Contrast that with Whitby, which has a very successful range of local shops and restaurants in far greater number than Exmouth, despite it being a much smaller town in a fairly remote location. Yes, there are other reasons, such as the cheap long term parking close to the town centre, and the abbey, but the well managed beach is surely a large part of their success.

I would add that both Scarborough and Whitby allocate almost half the beach to dogs, although in both cases the half nearest the town is the dog free area, and that in my opinion the area from Orcombe Point to the lifeboat station could be a permanent dog area, which might reduce the desire of irresponsible dog owners to spoil the experience of the seventy five per cent.

Thomas Thorley



Ban puts heritage railways at risk

As one of the nation's 22,000 heritage railway volunteers, I am concerned at the government's decision to ban sales of bituminous coal.

The All-Party Parliamentary Group on Heritage Railways (APPGHR) in its report Steaming Ahead, published last July, warned of the unintended consequences of such a ban, advising that 'the government's policy (ie Clean Air Strategy)… will reduce demand for domestic coal with the likely consequence that the mining of British coal suitable for steam locomotives will cease'.
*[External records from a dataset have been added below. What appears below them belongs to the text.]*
Issue #224, opened 2026-08-31
Separate benchmark and evidence tooling from the node runtime


gosunuts:
## Goal

Keep `crates/node/src` focused on production runtime responsibilities and **aggressively reduce** benchmark-, replay-, experiment-, corpus-, and evidence-specific code.

The objective is not to preserve the existing benchmark suite under a cleaner directory. The objective is to keep only a small set of benchmarks that still protect an important performance property or answer an active engineering question, and delete the rest.

This is a focused execution issue under #217 and complements the configuration cleanup in #221.

## Problem

`crates/node` currently mixes production node architecture with code that exists primarily to measure, replay, export, or record a particular experiment/evidence target.

Concrete examples include:

- `crates/node/src/g14_utxo_commit.rs` — G14-specific UTXO commit timing sample selection and evidence-file emission;
- `crates/node/src/g2_muhash.rs` — G2-specific MuHash sampling and evidence persistence;
- `crates/node/src/corpus.rs` — corpus manifest/archive generation, validation, Bitcoin Core REST fetching, and active-chain export for replay/evidence workflows;
- `crates/node/examples/export_active_chain_corpus.rs` — corpus generation driver;
- `crates/node/examples/mainnet_prefix_replay.rs` — mainnet replay/performance harness;
- `crates/node/examples/verify_replay_durability.rs` — replay-result durability/evidence verifier.

These are not stable node-domain responsibilities or normal examples of using the public node API. They are benchmark/replay/evidence infrastructure. Keeping them in `src/` or `examples/` makes historical measurement workflows look like production architecture and encourages future one-off performance work to accumulate in runtime-facing surfaces.

More importantly, merely moving all of this code into `benches/` would preserve the same maintenance burden and historical baggage under a different path.

**Default to deletion.** Existing benchmark code does not earn preservation because it already exists or once produced useful evidence.

A benchmark should survive only when there is a clear answer to all of these questions:

1. What current performance property or architectural invariant does it protect?
2. What regression would it detect that ordinary correctness tests or a smaller benchmark would not?
3. Is someone expected to run it again when making relevant changes?
4. Is its result actionable enough to influence an implementation decision?
5. Is the benchmark substantially cheaper to maintain than recreating the measurement when it is next needed?

If those answers are weak, delete it.

## Retention policy

Treat every benchmark/evidence workflow as **delete unless justified**.

### Keep only when

A benchmark should remain when it does at least one of the following:

[...]

PR #227, opened 2026-08-31
refactor(node): remove obsolete benchmark paths

gosunuts:
## Summary

- remove the obsolete node-side diagnostic benchmark and G2/G14 runtime evidence hooks
- move corpus and replay measurement support under node examples
- remove stale G2/G14 scripts and gate tests
- prune UTXO commit benchmark no-op listener, duplicate build, and manual summary cases while retaining production-shaped coverage
- update plans, README, and benchmark documentation

## Verification

- `cargo test -p bitcoin-rs-utxo --lib --tests --no-default-features`
- `cargo check -p bitcoin-rs-utxo --all-targets --no-default-features`
- `cargo metadata --no-deps --format-version 1`
- `git diff --check`

The full node check is currently blocked by the pre-existing Windows `signal_hook::iterator` conditional-compilation error.


gosunuts:
Additional benchmark-retention review: I think this PR should go one pass further rather than stopping at the current G2/G14 cleanup.

The important rule from #224 is that `benches/` and `examples/` should not become an archive of old optimization campaigns or refactor proofs. Historical before/after evidence belongs in the PR/issue/docs; executable benchmark code should survive only when it still protects a current performance property.

Strong deletion candidates:

- `tools/benchmark-campaign/**`: this is a campaign-specific subsystem, not generic benchmark support. `runner.py` hard-codes an exact seven-pair / fourteen-arm matrix and a fixed performance gate. If that campaign is over, keeping the runner plus its own tests is pure historical infrastructure.
- Remaining G14 scripts and `bin/bitcoin-rs/tests/g14_guarded_run.rs`: the latter tests the G14 systemd/resource-guard harness rather than Bitcoin node behavior. Retiring G14 should retire these together.
- `crates/utxo/examples/utxo_memory_attribution.rs` and `snapshot_memory.rs`: these are measurement-campaign tools, including explicit G14/memory-campaign assumptions and duplicated RSS reporting. They should not remain permanent examples unless there is an active recurring consumer.
- `crates/utxo/benches/coin_stats_hotpath.rs`: much of this is an allocator A/B / rolling `CoinStatsListener` benchmark. If the default node path is moving away from the rolling listener, this should be deleted or reduced to only a small direct MuHash benchmark if that primitive still needs a regression guard.

Also audit the refactor-set benchmarks. Several permanently preserve the old implementation solely to keep measuring `before_*` vs `after_*`:

- `crates/rpc/benches/blocklookup.rs`
- `crates/rpc/benches/chaininfo.rs`
- `crates/rpc/benches/txoutproof.rs`
- `crates/mempool/benches/pareto.rs`
- `crates/mempool/benches/spentby.rs`
- `crates/index/benches/history_resolve.rs`

Once the new implementation is the architecture, the old scan/sort path should generally not live forever inside a benchmark. If the current production operation still deserves protection, keep only a small current-path benchmark that detects the relevant scaling/latency regression; otherwise delete the file.

`crates/node/benches/sync_pipeline.rs` is the main case where I would retain the performance question but aggressively shrink the harness. End-to-end apply/sync throughput is durable, but the current file mixes production-shaped sync with reverse-scan overflow, unsolicited ordering, oversized bursts, many-peer ticks, backend/index permutations, and manual summaries. Several of those are correctness/adversarial scenarios rather than distinct long-lived benchmark contracts. Prefer one small canonical node sync/apply benchmark with only materially distinct production shapes.

Conversely, benchmarks such as consensus verification/Merkle, storage backend operations, UTXO record codec/commit (after pruning historical/no-op arms), and mining candidate assembly have clearer durable performance ownership and are stronger keep candidates.

So the desired outcome should not just be “remove G2/G14 hooks.” It should be: fewer executable benchmarks overall, no campaign framework, no benchmark-framework tests for deleted infrastructure, no permanent old-vs-new implementation museum, and a small set of current production-path performance contracts.

gosunuts (commented):
The cleanup direction looks good overall, especially retiring historical benchmark/evidence machinery instead of keeping it in runtime paths. I do see two things to fix before merge:

1. `PLAN.md` is internally inconsistent after retiring G14. The PR says the former G14 artifact drivers/harness were retired and current performance contracts live in retained crate benchmarks, but the final Done definition still requires IBD to complete with `G3 + G14 reporting green`. That requirement is no longer executable under the new model. Please update the Done definition accordingly. The repository tree description for `scripts/` also still says `G2/G14 evidence-collection and measurement drivers`, which is now stale.

2. I would remove `.agent-tasks/node-runtime-benchmark-cleanup/` from the repository. The PR is deleting historical benchmark scaffolding, but these new GOALS/task-proof files replace some of that with agent execution metadata (searches performed, commands run, task-specific proof). The PR description/commit history is enough for that. Keeping task-run bookkeeping in the product tree risks recreating the same accumulation problem this PR is trying to solve.

The CoinStats change itself looks reasonable to me: making checkpoint/stable scans authoritative rather than maintaining a second rolling representation and asserting equality simplifies the model. I don't consider that part a blocker.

The loss of a domestic market of 130,000 tonnes per annum will render the home production of 35,000 tonnes pa for steam railways, ships and traction engines uneconomic, necessitating the importation of low-sulphur coal.

The establishment of a joint purchase scheme for heritage railways would incur set up costs of £1.5 million whilst conversion to oil-firing is uneconomic.

There is a serious risk that by imposing the ban next year with insufficient time for the industry to adapt the government will throw the baby out with the bathwater.

No-one would take issue with the government's objective but further consideration must be given as to how these goals are to be achieved, without needlessly placing the future of our heritage railways which bring pleasure to millions in jeopardy.